# [WHAT IS REQUIRED]
Identify every line in the records below that contains the word "other", and copy each of those lines.

* * * *

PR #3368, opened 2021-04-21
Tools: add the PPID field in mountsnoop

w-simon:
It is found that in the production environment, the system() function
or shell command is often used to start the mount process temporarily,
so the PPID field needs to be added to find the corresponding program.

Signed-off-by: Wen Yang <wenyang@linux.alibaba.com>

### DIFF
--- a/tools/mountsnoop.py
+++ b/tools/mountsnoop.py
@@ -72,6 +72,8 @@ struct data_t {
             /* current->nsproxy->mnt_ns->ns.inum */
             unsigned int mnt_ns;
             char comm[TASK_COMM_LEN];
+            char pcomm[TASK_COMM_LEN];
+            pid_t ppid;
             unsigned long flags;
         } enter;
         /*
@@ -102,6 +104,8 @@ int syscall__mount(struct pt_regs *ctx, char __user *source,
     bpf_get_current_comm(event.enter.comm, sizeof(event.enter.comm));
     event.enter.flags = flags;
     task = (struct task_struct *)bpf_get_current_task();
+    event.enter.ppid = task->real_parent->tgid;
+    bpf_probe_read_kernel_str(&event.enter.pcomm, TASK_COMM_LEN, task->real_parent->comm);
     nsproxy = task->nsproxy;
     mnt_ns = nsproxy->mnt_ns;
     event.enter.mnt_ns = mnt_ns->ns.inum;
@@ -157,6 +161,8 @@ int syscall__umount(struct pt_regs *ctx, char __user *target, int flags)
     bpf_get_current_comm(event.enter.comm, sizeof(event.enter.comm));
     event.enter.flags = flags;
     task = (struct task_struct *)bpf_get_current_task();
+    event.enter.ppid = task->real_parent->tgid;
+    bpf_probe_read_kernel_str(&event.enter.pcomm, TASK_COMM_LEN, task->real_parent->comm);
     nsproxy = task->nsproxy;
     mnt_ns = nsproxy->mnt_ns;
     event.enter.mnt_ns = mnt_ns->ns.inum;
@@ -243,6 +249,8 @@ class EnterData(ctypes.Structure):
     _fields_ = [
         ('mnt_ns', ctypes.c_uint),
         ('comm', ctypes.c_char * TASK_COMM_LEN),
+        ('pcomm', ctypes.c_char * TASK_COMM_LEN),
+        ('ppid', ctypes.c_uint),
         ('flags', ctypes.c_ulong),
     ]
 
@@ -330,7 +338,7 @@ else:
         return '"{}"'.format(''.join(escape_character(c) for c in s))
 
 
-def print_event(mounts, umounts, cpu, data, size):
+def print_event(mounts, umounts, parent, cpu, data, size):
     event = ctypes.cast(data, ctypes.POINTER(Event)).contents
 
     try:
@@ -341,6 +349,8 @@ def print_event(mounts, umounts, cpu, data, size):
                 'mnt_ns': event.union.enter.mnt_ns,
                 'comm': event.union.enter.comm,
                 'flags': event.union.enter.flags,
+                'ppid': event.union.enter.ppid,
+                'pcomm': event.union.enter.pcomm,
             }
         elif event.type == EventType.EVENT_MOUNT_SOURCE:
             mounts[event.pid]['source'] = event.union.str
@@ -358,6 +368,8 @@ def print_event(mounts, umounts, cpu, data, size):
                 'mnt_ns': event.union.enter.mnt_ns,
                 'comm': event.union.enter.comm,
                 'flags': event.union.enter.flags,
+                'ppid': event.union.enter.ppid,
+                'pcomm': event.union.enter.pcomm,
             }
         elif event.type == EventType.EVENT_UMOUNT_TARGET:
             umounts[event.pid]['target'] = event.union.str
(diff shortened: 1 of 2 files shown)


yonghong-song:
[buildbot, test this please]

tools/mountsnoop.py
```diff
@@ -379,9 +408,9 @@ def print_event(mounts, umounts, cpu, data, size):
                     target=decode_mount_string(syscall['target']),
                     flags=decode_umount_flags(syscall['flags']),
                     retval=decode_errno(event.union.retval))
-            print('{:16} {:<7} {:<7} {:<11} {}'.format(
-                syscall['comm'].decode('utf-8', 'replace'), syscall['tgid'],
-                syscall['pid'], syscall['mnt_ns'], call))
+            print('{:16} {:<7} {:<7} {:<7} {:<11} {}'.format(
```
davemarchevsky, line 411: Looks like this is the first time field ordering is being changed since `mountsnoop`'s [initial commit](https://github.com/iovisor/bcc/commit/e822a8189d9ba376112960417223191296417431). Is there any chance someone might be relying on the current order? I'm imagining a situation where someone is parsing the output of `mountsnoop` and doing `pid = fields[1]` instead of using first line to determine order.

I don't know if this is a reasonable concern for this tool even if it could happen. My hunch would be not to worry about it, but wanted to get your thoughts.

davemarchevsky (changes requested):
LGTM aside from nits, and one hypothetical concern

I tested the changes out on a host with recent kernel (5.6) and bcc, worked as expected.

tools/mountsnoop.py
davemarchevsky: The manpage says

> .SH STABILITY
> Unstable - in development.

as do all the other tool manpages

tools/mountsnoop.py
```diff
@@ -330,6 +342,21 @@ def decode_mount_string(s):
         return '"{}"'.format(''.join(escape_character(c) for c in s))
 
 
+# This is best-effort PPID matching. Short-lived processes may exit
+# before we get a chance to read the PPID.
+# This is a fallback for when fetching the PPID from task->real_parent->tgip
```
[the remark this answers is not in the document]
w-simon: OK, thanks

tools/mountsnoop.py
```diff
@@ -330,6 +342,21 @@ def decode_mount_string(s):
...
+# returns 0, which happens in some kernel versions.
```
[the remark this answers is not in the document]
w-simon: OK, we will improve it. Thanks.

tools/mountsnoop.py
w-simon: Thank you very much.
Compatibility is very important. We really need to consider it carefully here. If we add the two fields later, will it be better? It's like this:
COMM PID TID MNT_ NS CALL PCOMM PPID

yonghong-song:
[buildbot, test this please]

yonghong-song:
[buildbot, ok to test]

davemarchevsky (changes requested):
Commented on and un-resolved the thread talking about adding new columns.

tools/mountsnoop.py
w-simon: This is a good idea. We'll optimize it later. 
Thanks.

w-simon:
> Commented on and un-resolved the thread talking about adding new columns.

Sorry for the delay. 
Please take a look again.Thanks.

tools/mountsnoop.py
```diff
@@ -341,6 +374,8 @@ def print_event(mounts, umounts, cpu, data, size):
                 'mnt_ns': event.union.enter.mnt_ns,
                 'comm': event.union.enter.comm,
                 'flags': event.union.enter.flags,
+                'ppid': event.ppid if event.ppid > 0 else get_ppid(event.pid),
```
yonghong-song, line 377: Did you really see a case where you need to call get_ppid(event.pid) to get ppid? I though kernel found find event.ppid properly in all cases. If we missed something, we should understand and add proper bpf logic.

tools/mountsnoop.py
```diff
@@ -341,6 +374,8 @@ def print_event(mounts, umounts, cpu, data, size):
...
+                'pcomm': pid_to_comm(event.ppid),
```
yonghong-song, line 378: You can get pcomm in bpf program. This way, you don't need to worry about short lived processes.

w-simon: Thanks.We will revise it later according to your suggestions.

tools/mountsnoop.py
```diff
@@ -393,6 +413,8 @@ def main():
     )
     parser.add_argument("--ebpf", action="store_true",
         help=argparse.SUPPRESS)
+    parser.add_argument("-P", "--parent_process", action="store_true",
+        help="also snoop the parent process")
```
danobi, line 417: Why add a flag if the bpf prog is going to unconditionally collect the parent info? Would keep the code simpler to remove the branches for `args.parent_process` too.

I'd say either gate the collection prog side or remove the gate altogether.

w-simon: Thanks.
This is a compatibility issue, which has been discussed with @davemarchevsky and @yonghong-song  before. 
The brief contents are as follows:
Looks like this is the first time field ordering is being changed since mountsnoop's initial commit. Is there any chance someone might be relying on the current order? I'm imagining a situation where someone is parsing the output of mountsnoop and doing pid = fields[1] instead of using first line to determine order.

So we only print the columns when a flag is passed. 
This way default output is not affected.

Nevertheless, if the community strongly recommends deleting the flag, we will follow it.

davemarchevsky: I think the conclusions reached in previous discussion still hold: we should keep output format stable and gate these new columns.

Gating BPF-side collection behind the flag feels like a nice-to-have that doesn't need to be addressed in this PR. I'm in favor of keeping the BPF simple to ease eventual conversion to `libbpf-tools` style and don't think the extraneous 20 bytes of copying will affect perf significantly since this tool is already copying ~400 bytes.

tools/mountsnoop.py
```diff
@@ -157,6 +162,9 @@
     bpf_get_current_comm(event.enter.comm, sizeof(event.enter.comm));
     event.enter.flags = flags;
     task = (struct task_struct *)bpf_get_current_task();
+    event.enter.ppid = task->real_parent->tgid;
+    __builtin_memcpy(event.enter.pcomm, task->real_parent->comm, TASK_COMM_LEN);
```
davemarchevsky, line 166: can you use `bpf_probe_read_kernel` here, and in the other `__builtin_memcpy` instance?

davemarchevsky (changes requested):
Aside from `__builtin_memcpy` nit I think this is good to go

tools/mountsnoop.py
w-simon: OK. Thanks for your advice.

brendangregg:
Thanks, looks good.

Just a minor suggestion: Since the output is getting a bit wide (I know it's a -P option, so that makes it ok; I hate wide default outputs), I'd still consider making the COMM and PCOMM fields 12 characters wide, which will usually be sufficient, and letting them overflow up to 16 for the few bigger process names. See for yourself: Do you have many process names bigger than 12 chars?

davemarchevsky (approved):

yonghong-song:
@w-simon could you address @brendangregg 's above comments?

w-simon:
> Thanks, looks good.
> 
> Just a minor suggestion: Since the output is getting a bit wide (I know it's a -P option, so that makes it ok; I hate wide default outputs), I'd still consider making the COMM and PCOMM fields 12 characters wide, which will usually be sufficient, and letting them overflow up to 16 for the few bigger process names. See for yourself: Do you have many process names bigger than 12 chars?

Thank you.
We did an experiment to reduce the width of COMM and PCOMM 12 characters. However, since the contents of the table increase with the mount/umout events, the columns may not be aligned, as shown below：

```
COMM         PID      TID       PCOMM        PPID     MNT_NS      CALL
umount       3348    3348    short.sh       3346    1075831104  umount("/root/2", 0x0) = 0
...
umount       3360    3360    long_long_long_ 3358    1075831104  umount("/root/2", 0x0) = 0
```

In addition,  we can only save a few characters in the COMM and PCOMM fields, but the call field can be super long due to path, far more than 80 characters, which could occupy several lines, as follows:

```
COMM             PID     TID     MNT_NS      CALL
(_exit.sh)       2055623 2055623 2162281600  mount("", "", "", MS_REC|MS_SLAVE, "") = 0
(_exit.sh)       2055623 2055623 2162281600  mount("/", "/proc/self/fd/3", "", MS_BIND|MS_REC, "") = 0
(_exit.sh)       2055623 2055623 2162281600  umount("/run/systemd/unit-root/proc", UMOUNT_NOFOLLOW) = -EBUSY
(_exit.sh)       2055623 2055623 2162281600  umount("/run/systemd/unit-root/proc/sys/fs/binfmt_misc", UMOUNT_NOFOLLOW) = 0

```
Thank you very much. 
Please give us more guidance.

* * * *

# [WRITTEN ANSWER]
as do all the other tool manpages
davemarchevsky, line 166: can you use `bpf_probe_read_kernel` here, and in the other `__builtin_memcpy` instance?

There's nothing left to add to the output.